[Records provided]:
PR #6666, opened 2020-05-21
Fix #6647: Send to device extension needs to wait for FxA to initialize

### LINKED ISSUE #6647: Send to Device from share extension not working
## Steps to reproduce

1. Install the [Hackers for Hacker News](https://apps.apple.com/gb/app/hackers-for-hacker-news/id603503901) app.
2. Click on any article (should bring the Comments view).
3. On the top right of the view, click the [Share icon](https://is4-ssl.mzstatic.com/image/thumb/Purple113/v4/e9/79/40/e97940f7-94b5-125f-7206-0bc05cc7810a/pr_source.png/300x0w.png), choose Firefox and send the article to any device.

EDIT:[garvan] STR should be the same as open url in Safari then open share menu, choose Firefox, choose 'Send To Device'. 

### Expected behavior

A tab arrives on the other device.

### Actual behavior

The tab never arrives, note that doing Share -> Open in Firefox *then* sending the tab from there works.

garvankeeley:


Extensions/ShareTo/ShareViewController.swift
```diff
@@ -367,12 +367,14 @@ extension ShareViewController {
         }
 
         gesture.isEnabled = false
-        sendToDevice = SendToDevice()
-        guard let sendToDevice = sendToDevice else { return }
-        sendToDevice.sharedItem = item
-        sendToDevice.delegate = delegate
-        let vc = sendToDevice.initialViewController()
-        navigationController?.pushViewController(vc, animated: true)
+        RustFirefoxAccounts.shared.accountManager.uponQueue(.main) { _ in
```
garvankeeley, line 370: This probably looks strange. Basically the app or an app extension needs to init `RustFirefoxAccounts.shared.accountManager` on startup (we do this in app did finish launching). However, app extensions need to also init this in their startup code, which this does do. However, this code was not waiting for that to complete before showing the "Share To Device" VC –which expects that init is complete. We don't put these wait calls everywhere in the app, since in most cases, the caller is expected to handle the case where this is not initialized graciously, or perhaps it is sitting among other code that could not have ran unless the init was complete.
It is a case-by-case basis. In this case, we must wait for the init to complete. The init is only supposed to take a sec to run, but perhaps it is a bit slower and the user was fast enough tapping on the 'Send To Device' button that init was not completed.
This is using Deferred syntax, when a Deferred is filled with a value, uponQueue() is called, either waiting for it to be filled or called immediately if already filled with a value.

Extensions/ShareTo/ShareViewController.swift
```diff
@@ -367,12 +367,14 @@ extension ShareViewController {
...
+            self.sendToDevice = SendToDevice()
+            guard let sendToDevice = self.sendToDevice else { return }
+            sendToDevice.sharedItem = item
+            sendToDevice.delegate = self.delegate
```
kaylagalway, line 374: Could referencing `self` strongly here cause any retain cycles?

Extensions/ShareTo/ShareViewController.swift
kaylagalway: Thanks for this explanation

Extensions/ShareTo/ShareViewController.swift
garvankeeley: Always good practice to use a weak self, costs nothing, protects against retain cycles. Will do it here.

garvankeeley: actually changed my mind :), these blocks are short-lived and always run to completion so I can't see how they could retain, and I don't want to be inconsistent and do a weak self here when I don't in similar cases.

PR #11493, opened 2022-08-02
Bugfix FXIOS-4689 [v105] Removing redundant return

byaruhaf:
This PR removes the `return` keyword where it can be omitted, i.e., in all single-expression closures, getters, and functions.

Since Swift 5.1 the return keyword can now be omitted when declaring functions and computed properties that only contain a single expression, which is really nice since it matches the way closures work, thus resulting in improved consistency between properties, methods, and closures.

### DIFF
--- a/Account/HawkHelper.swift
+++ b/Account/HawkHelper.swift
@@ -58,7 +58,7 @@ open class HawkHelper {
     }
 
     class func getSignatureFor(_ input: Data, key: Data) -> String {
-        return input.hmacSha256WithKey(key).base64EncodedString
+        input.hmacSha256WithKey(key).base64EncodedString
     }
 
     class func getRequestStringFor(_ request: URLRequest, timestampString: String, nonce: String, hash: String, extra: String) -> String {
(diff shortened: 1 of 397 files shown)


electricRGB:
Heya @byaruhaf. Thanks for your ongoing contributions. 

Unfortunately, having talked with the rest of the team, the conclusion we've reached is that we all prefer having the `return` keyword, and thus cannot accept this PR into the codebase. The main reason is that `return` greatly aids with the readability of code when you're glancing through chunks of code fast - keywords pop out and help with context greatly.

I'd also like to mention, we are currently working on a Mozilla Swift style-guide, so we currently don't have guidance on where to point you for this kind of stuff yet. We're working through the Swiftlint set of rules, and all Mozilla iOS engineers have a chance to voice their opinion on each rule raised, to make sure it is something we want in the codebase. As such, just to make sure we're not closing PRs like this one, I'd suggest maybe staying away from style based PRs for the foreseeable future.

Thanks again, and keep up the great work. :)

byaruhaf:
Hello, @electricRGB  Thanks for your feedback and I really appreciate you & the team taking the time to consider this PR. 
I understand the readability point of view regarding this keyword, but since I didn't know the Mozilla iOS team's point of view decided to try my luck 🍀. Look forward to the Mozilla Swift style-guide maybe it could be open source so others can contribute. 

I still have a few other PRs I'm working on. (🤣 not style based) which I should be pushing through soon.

[What is being asked]: Write out, word for word, all lines from the line that holds "Thanks again, and keep up the great work. :)" through the last line of the listing, with both end lines kept.

[Result of the exercise]:
Thanks again, and keep up the great work. :)

byaruhaf:
Hello, @electricRGB  Thanks for your feedback and I really appreciate you & the team taking the time to consider this PR. 
I understand the readability point of view regarding this keyword, but since I didn't know the Mozilla iOS team's point of view decided to try my luck 🍀. Look forward to the Mozilla Swift style-guide maybe it could be open source so others can contribute. 

I still have a few other PRs I'm working on. (🤣 not style based) which I should be pushing through soon.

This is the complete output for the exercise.